DATA RECORDS:

Issue #1746, opened 2021-08-25
Figure out how to make CSV Export for applications more reusable 


kathyccheng:
* Most columns are the same listing by listing
* But the columns that are dynamic relate to the preferences 
* It's probably most consistent to have a column for each sub-option tied to a preference and the row values are yes or blank

@seanmalbert to think this through

PR #1955, opened 2021-10-07
1746/Update csv export

seanmalbert:
# Pull Request Template

## Issue

Addresses #1746

## Description

This updates the CSV to not rely on mappings or configurations and relies on the data passed in to create the CSV. For simplicity sake, I removed all of the arguments like the header and demographic settings. If we do indeed need those, I'll add them back in.

The goal here was to not have to maintain different csv format types so we could add any type of data and have it work. Because this removes all of the CSV formatting type pieces there was a fair amount of code removal.

## Type of change

Export a CSV on a listing that has applications and review.

- [x] Desktop View
- [ ] Mobile View
- [ ] Test A
- [ ] Test B

## Checklist:


backend/core/src/csv/csv-builder.service.ts
```diff
@@ -1,130 +1,330 @@
...
+  data: { header: string; mappedField: string; val: any }[]
+  inProgress: boolean
+  excludeKeys: string[]
+  mappedFields: { [key: string]: string }
+  constructor(private readonly csvEncoder: CsvEncoder) {
+    this.headers = {}
+    this.data = []
+    this.inProgress = false
+    this.excludeKeys = [
+      " id",
```
pbn4, line 22: Why there are whitespaces in excludedKeys?

backend/core/src/csv/csv-builder.service.ts
```diff
@@ -1,130 +1,330 @@
...
+      "appUrl",
```
pbn4, line 23: BTW I recently found out this nice method of typing strings like those using: https://stackoverflow.com/a/42516869/2429333

`propertyOf` method, so we make sure that if any of those strings is removed from the original class this part of the code will throw a type error too. Could you update this code to take advantage of that?

pbn4: Same comment for keys of this.mappedFields, fields referenced in `mapAddressFields`, `mapPrimaryApplicantFields` and other methods.

backend/core/src/csv/csv-builder.service.ts
```diff
@@ -1,130 +1,330 @@
...
+
+  private getExcludeKeysRegex() {
+    return new RegExp(this.excludeKeys.join("|"))
+  }
+
+  private addToExlucdedKeys(key) {
+    this.excludeKeys.push(key)
+  }
+
+  private parseApplication(key: string, val: any, header: string, index = 0): void {
```
pbn4, line 174: Method is called `parseApplication`, but the `val` is actually `any` so I think we should consider a better method name.

backend/core/src/csv/csv-builder.service.ts
```diff
@@ -1,130 +1,330 @@
...
+import { ApplicationDto } from "../applications/dto/application.dto"
+import { capitalizeFirstLetter } from "../libs/stringLib"
+
+const HEADER_COUNT_REG = new RegExp(/\s\(\d\)/)
 
 @Injectable()
 export class CsvBuilder {
-  constructor(private readonly csvEncoder: CsvEncoder) {}
+  headers: { [key: string]: number }
+  data: { header: string; mappedField: string; val: any }[]
```
pbn4, line 13: Is `data` keeping output content metadata? Maybe consider renaming it to `outputData` for readability

backend/core/src/csv/csv-builder.service.ts
```diff
@@ -1,130 +1,330 @@
...
+  private capAndSplit(str: string): string {
+    let newStr = capitalizeFirstLetter(str)
+    newStr = newStr.split(/(?=[A-Z])/).join(" ")
+    return newStr
+  }
+
+  private setHeader(header: string, index: number): [string, string?] {
+    let newKey = header
+    // we pass along the mapped key for reference, so we can more easily set data to the correct column
+    const test1 = this.mappedFields[header]
```
pbn4, line 133: Could you write an example in a comment here? It's hard to determine what is going to happen here and what is expected

backend/core/src/csv/csv-builder.service.ts
```diff
@@ -1,130 +1,330 @@
...
-      } else {
-        const metadata: FormattingMetadata = metadataObj as FormattingMetadata
-        try {
-          outputRows.push(metadata.formatter(value))
-        } catch (e) {
-          outputRows.push("")
-        }
+    }
+
+    if (index !== 0) {
```
pbn4, line 145: What's the purpose of index in newKey and mappedStr?

backend/core/src/csv/csv-builder.service.ts
```diff
@@ -1,130 +1,330 @@
...
-        if (md.size !== null) {
-          return
-        }
-        md.size = Math.max(
-          ...arr.map((item) => {
-            const value = this.retrieveValueByDiscriminator(item, md.discriminator)
-            if (!value || !Array.isArray(value)) {
-              return 0
+  public build(arr: any[], includeDemographics?: boolean): string {
+    if (this.inProgress === true) {
```
pbn4, line 225: I think this class should be stateless and request scoped so that we do not have to store local state in singleton instance and throw 429 if some other requests already uses that code. At least I don't see a strong reason for doing so.

backend/core/src/csv/csv-builder.service.ts
```diff
@@ -1,130 +1,330 @@
...
+          error: "Download Already in Progress",
+        },
+        HttpStatus.TOO_MANY_REQUESTS
+      )
+    }
+    this.setProgress(true)
+    let dataString = ""
+    try {
+      if (!includeDemographics) {
+        this.addToExlucdedKeys("demographics")
```
pbn4, line 238: typo in method name

backend/core/src/csv/csv-builder.service.ts
```diff
@@ -1,130 +1,330 @@
...
+      }
+      arr.forEach((row: ApplicationDto) => {
+        this.parseApplication("", row, "")
+        this.data.push({ header: "_endRow", mappedField: undefined, val: "_endRow" })
```
pbn4, line 242: What the purpose of _endRow?

backend/core/src/csv/csv-builder.service.ts
```diff
@@ -1,130 +1,330 @@
...
+        return !this.getExcludeKeysRegex().test(header) && mappedField
+      })
+
+      // initiate arrays to insert data
+      const rows = Array.from({ length: arr.length }, () => Array(headerArray.length))
+
+      headerArray = headerArray
+        .map((column) => {
+          let columnString = ""
+          const test1 = this.mappedFields[column.replace(HEADER_COUNT_REG, "")]
```
pbn4, line 259: This seems to be a duplicate logic of whats in line 133

backend/core/src/csv/csv-builder.service.ts
```diff
@@ -1,130 +1,330 @@
...
+          const test2 = this.mappedFields[column.split(" ")[0]]
+          let mappedField = test1 ?? test2
+          if (mappedField) {
+            if (!test1 && test2) {
+              const [, ...fields] = column.split(" ")
+              fields.forEach((field) => {
```
pbn4, line 265: Are fields actually tokens of a header? Maybe a better name would be `headerTokens`

backend/core/src/csv/csv-builder.service.ts
seanmalbert: because the keys consist of things like `householdMembers id`, but we do want `id`.

backend/core/src/csv/csv-builder.service.ts
seanmalbert: Now that you say this, CsvBuilder shouldn't care about the properties on these keys, and in this case should probably be defined in ApplicationCsvExporter

backend/core/src/csv/csv-builder.service.ts
seanmalbert: How about parseData?

backend/core/src/csv/csv-builder.service.ts
seanmalbert: It's technically not output data either, but it is the parsed data, so out how about `parsedData` to go along with `parseData`

backend/core/src/csv/csv-builder.service.ts
seanmalbert: It was in both spots, so still worked ;-)

backend/core/src/csv/csv-builder.service.ts
seanmalbert: _endRow is used below to determine when we're at the end of a row and to go to the next one. Farther down `rows` is defined as an array of arrays with all of the necessary slots created, according to the header columns and the length of `arr`, so then we can fill data rows according to their matching header.

Issue #1851, opened 2021-09-20
Automatically version and release packages on commit to master


emilyjablonski:
Blocked by adding in conventional commits

PR #1959, opened 2021-10-07
chore: add commands to allow for automatic versioning and release

emilyjablonski:
# Pull Request Template

## Issue

Addresses #1851

## Description

This change creates the scripts needed to automatically version and publish, but actually setting that up will be done through GitHub Actions. Lerna can only understand commits with the conventional standard, so only those will be used to version and be added to the changelog. It applies the version implied by the commit message to packages changed in that commit. It takes all commits since the last version as whole so if there are multiple breaking changes it will only increment by one major version.

From root, `version:all` will version all four packages based on the commits since the last version and then commit to dev with the version changes and changelog updates. It understand our packages relationships to each other, so if we patch bump ui-components it will also bring public and partners to that latest version and increment their version by a patch.

From root, `publish:all` will publish backend/core and ui-components, as we don't want to publish public and partners right now. It will check to see if any local versions are not on npm and publish if they are not.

GOAL OF THE EXERCISE:
Work out how many lines in the records include "outputRows". Only the number should be given.

EXERCISE RESPONSE:
2